Collected data:
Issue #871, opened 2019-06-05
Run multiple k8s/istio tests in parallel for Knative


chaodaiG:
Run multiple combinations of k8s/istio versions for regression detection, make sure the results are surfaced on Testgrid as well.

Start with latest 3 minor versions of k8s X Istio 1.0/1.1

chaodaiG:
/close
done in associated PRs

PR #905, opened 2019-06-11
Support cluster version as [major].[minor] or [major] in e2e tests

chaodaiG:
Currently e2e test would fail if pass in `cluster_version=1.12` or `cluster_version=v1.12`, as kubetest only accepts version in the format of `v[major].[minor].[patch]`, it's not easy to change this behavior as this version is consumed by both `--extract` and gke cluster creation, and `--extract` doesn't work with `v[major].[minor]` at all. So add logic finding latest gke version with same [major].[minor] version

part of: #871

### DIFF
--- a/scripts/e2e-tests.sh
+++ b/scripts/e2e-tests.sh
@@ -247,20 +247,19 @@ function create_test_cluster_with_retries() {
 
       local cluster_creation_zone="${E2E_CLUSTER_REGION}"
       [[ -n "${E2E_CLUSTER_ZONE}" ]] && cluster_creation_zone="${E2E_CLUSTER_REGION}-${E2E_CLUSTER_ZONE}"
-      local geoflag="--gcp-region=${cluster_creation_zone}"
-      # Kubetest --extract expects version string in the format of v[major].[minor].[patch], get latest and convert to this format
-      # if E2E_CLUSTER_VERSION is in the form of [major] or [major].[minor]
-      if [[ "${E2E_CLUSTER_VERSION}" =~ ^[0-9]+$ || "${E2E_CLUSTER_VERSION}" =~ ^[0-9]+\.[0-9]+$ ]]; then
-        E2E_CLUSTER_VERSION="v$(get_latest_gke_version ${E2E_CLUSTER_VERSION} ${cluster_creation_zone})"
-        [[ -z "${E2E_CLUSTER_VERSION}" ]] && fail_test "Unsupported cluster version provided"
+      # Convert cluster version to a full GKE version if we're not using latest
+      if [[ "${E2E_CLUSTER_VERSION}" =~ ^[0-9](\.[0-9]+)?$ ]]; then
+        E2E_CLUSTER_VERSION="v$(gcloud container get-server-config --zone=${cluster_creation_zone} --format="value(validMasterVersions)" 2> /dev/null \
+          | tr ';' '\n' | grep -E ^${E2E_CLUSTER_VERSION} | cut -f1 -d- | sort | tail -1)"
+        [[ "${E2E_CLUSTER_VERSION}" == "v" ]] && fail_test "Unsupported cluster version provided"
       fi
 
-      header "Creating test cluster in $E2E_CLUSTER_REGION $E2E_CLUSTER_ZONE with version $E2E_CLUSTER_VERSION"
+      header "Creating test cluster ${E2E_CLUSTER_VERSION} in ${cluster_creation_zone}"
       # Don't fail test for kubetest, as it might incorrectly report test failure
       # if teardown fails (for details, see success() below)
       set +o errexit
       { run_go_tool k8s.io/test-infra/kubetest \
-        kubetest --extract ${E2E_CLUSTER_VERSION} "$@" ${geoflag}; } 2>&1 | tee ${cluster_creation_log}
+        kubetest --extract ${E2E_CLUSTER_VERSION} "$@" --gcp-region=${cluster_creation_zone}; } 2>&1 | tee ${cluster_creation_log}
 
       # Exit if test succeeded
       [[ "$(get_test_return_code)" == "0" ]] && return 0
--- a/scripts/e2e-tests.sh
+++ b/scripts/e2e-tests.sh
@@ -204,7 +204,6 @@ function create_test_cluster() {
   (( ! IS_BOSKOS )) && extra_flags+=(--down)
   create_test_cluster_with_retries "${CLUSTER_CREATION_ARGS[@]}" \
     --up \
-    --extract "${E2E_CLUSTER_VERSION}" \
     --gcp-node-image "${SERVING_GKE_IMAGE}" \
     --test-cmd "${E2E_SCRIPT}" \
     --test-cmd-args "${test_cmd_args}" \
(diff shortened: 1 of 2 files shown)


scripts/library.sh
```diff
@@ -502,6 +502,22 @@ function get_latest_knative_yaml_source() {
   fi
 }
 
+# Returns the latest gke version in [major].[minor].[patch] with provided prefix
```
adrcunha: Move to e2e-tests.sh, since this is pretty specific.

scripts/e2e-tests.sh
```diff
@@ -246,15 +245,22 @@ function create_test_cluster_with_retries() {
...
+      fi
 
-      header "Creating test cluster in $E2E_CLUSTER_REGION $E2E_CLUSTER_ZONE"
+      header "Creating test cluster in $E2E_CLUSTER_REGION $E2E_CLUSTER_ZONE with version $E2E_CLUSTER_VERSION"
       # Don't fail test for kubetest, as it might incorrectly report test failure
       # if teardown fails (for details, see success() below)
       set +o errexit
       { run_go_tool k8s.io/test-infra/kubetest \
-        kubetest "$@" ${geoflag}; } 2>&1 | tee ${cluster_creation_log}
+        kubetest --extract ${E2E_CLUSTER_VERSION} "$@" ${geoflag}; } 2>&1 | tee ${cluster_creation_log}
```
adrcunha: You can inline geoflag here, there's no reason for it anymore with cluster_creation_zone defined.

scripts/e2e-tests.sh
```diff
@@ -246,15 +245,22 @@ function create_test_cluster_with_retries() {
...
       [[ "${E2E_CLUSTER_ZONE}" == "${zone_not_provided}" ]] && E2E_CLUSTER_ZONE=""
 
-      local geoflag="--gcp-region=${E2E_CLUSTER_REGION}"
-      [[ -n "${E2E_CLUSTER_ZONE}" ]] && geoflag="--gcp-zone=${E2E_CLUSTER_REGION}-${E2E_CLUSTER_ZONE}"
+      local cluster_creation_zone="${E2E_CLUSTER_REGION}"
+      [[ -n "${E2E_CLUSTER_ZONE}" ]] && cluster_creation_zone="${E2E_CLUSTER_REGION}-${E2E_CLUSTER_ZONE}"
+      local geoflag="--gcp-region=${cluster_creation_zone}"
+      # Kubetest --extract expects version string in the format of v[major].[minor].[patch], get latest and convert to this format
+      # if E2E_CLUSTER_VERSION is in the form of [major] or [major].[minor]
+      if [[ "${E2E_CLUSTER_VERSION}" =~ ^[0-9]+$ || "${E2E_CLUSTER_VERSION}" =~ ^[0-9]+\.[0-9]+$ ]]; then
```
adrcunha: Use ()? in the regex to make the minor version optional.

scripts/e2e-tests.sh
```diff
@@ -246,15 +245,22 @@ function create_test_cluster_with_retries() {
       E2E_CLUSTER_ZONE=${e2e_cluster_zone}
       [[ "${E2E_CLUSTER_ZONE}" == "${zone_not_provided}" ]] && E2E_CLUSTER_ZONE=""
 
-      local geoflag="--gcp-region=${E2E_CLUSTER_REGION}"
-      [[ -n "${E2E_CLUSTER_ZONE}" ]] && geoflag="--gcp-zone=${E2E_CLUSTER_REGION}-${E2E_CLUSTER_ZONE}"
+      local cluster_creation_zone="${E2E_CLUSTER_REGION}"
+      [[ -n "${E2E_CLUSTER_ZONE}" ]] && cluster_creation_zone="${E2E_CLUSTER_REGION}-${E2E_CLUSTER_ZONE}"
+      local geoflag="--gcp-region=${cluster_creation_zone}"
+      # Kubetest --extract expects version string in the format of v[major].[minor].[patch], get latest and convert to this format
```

- [Goal of the exercise]
Go through the entries above and count the lines containing the string "opened". Give only that number.

- [Solution to this task]
2